* _WHAT THIS TASK INVOLVES_: Number of lines below with "opened": work it out and reply with that number only.

Items listed in a dataset
※ ※ ※

Issue #880, opened 2021-01-07
Allow using secondary ServiceInstanceListSupplier by RetryAwareServiceInstanceListSupplier


OlgaMaciaszek:

agisbert:
@OlgaMaciaszek, I've seen this is what's left for the 3.0.1 milestone. We'd like the version released asap, are you already with this topic? Maybe I could submit a PR if you give me some insights on the issue. 

Regards.

OlgaMaciaszek:
Hello, @agisbert I'm really sorry - I have missed your comment. Working on it already.

OlgaMaciaszek:
@agisbert We've discussed the issue in the team and have decided not to implement it at this point and move it to  "waiting for votes" status instead. However, you can easily create your own `ServiceInstanceListSupplier` similar to the one in [this commit](https://github.com/spring-cloud/spring-cloud-commons/commit/897470abce70ed65f421aa3162e811e36cc8a210) and use it instead.

PR #928, opened 2021-03-16
Provide secondary delegate for RetryAwareServiceInstanceListSupplier.

OlgaMaciaszek:
Fixes gh-880.

### DIFF
--- a/docs/src/main/asciidoc/spring-cloud-commons.adoc
+++ b/docs/src/main/asciidoc/spring-cloud-commons.adoc
@@ -468,8 +468,6 @@ For the reactive implementation, you can additionally set:
 
 For the reactive implementation, you can also implement your own `LoadBalancerRetryPolicy` to have more detailed control over the load-balanced call retries.
 
-NOTE: For load-balanced retries, by default, we wrap the `ServiceInstanceListSupplier` bean with `RetryAwareServiceInstanceListSupplier` to select a different instance from the one previously chosen, if available. You can disable this behavior by setting the value of `spring.cloud.loadbalancer.retry.avoidPreviousInstance` to `false`.
-
 ====
 [source,java,indent=0]
 ----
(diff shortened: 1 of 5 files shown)


docs/src/main/asciidoc/spring-cloud-commons.adoc
```diff
@@ -526,6 +524,44 @@ public class MyConfiguration {
...
+	ServiceInstanceListSupplier serviceInstanceListSupplier(ConfigurableApplicationContext context) {
+		return ServiceInstanceListSupplier
+				.builder()
+				.withDiscoveryClient()
+				.withRetryAwareness()
+				.build(context);
+	}
+----
+
+WARNING: If you opt for instantiating `RetryAwareServiceInstanceListSupplier` on your own, make sure you set the value of `spring.cloud.loadbalancer.retry.avoid-previous-instance` to `false` so that we do not instantiate one for you automatically.
```
ryanjbaxter, line 563: Why do we do anything if they supply their own bean?

ryanjbaxter (commented):
I am kind of lost as to why we need a secondary instance supplier in order to ensure we don't return the same instance, can you elaborate?

ryanjbaxter:
I would think that just selecting another instance from the `ZonePreferenceServiceInstanceListSupplier` would be sufficient.  Maybe I am missing the use case.

spencergibb:
I've not seen someone ask for this before except the one person who commented in the issue you filed.

OlgaMaciaszek:
I don't remember whether I've seen anyone else, but it does make sense to me. 2 different suppliers can return completely different instance sets and there may be use-cases where it makes sense to fall back to a different set while retrying.

docs/src/main/asciidoc/spring-cloud-commons.adoc
OlgaMaciaszek: It would be better if they did not have to, however, the bean that we create automatically is created during the same configuration stage and `@ConditionalOnMissingBean` so, in order to avoid the programmatically created supplier getting wrapped by yet another retry supplier and at the same time, not change production behaviour, it could be set in this way. However, I don't like it a lot either, so if we can think of a better way, we could switch it up.

spencergibb:
I'm going to suggest we wait on this one and not try and get this in this service release

ryanjbaxter:
I agree

docs/src/main/asciidoc/spring-cloud-commons.adoc
```diff
@@ -526,6 +524,44 @@ public class MyConfiguration {
 ----
 ====
 
+===== Retry-aware instance selection
+
+For load-balanced retries, by default, we wrap the `ServiceInstanceListSupplier` bean with `RetryAwareServiceInstanceListSupplier` to select a different instance from the one previously chosen, if available. You can disable this behavior by setting the value of `spring.cloud.loadbalancer.retry.avoidPreviousInstance` to `false`.
+You can also instantiate `RetryAwareServiceInstanceListSupplier` on your own. Then, apart from the constructor that allows for passing only one delegate, you can also use `RetryAwareServiceInstanceListSupplier(ServiceInstanceListSupplier delegate, ServiceInstanceListSupplier secondaryDelegate)`. If you do, the secondary delegate will be used for providing instances during retries.
```
Buzzardo, line 530: Change "will be" to "is".

Buzzardo (changes requested):

OlgaMaciaszek:
Closing as [we've decided to wait for votes](https://github.com/spring-cloud/spring-cloud-commons/issues/880#issuecomment-805102484) on this issue.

※ ※ ※

* _SOLUTION TO THIS TASK_: 2